DESCRIPTION OF THE TASK: Show all lines from the material that carry the word "Good".

-*-

PR #4700, opened 2021-01-08
Add new Silverfish Tiers to P1

Hiinky:


data/base-hunting.yaml
```diff
@@ -407,6 +407,31 @@ hunting_zones:
   - 1446
   - 1447
   - 1448
+  silverfish:                                                             
+  # https://elanthipedia.play.net/Silverfish                              10-32
+  # Do Not Use 6079.  It is a terrible quadruplicate.
```
jandersson, line 412: What is a terrible quadrublicate?

Hiinky: theres four rooms that are dups in mapdb and cannot be mapped better than what I did.  should never hunt there.  it's also noted on a new map image i have pending

jandersson: Just say why? Also this is a data file, it feels wierd to leave notes like this in my opinion

Hiinky: Updated

PR #4727, opened 2021-01-29
validate - Added missing training_abilities

BinuDR:
App Bundle and Tessera weren't listed in the section that checks against the training_abilities in your yaml.  I've added them so that it doesn't give an error when you validate yamls containing them.


KatoakDR:
Good catch, @BinuDR, thanks

PR #4473, opened 2020-08-30
[script] [common-summoning] Update logic to hold moon weapons

KatoakDR:
### Changes
* Changes ambiguous use of `get moon` with `DRCMM.hold_moon_weapon?`
* Changes ambiguous use of `glance moon` with checking what's held in your hands

Bulk of the logic is to ensure the regex patterns match to actual moon weapons and not get confused by items whose nouns are or start with the word "moon", like "a trio of moons" or "moonsilk shirt". I'm personally invested in these changes because my moon mage wears both those items, haha.

PR #4732, opened 2021-02-12
Update combat-trainer.lic

Akhorishaan:
Corrected a variable check to make moonblades work again.

### DIFF
--- a/combat-trainer.lic
+++ b/combat-trainer.lic
@@ -193,7 +193,7 @@ class SetupProcess
 
     game_state.reset_action_count
 
-    if DRStats.moon_mage? && !game_state.summoned_weapons.empty? && moon_used_to_summon_weapon.nil?
+    if DRStats.moon_mage? && !game_state.summoned_weapons.empty? && !moon_used_to_summon_weapon.nil?
       echo('skipping summoned weapons because no moonblade available') if $debug_mode_ct
       weapon_training = weapon_training.reject { |skill, _| game_state.summoned_info(skill) }
     end


rpherbig:
This conditional hasn't changed since May 2019. I'm curious how we only found/fixed this now.

@jandersson @Sarvatt @jayRyan24 any thoughts on this change?

cc @KatoakDR @BinuDR

KatoakDR:
Hi @Akhorishaan, thanks for contributing to the Lich script repository. Could you share the pertinent pieces of your logs where combat-trainer is skipping using your summoned weapon? And, would you please share a copy of your character's yaml file, it can aid with us testing the change and seeing if we can reproduce the problem.

Thanks!

Akhorishaan:
Of course, of course.  This probably wasn't fixed for so long because it's a niche application and nobody uses moonblade but me and maybe two other people, so there's no pressure to fix the problem.

KatoakDR:
Thanks, we'll take a look and follow up

KatoakDR:
> noticed that it was skipping summoned weapons every time it looked for a new weapon to train

Yes, I'm seeing this, too. Investigating...

Akhorishaan:
Oh yeah, I see that now, it's only nil when it isn't in your hand, but if it is in your hand then it is populated with the moon.  Which explains why if you grab the moonblade manually with the original version of the script, it'll go through a cycle of using each type before forgetting it exists again.  May just have to add a separate variable that doesn't change based on what is in your hands, as you mentioned.

KatoakDR:
> May just have to add a separate variable that doesn't change based on what is in your hands, as you mentioned. Like just something that gets set once whenever a new moonblade is summoned.

Yep! Trying that out right now :)

KatoakDR:
I got it working by tracking its own variable for the last moon used. Polishing up the changes and will submit a PR. Thanks

rpherbig:
The logic in `moon_used_to_summon_weapon` changed only a few months ago in PR #4473 - maybe that's related

KatoakDR:
> The logic in `moon_used_to_summon_weapon` changed only a few months ago in PR #4473 - maybe that's related

Good catch, and apologies that I introduced the issue.

At the time I submitted that earlier PR, we weren't sure how many name variants a moon* weapon could have -- but seems it's either a `moonblade` or a `moonstaff` so we may be able to revert that method to not rely on looking at someting **in your hands** but rather if the game is able to glance at a `moon(blade|staff)`. The original "glance moon" was insufficient because wearing jewelry or other items whose noun is "moon" would cause issues.

I went to bed last night before submitting my PR that tracks the moon that the moonblade spell was cast on. Might be useful to have both changes?

KatoakDR:
OK, before we modify `combat-trainer`, I've submitted enhancements to `common-summoning` and `common-moonmage` to better handle the detection and holding of moon weapons. Once those are merged let's continue to test combat-trainer as-is to see if that resolves our issue. If not, we can move forward with adding an internal variable to `game_state` to keep track of the moon used when moonblade spell is cast. Thanks!

* https://github.com/rpherbig/dr-scripts/pull/4744 - fixes bug where you had to be holding the moon weapon to detect the moon used
* https://github.com/rpherbig/dr-scripts/pull/4745 - simplifies logic for taking hold of a moon weapon

KatoakDR:
@rpherbig This PR  can be closed as it was superceded by the following merged PRs:
* #4744 - fixes bug where you had to be holding the moon weapon to detect the moon used
* #4745 - simplifies logic for taking hold of a moon weapon
* #4746 - adds clarifying comments to combat-trainer when using moonblade spell

Thanks!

-*-

EXERCISE OUTPUT:
Good catch, @BinuDR, thanks
Good catch, and apologies that I introduced the issue.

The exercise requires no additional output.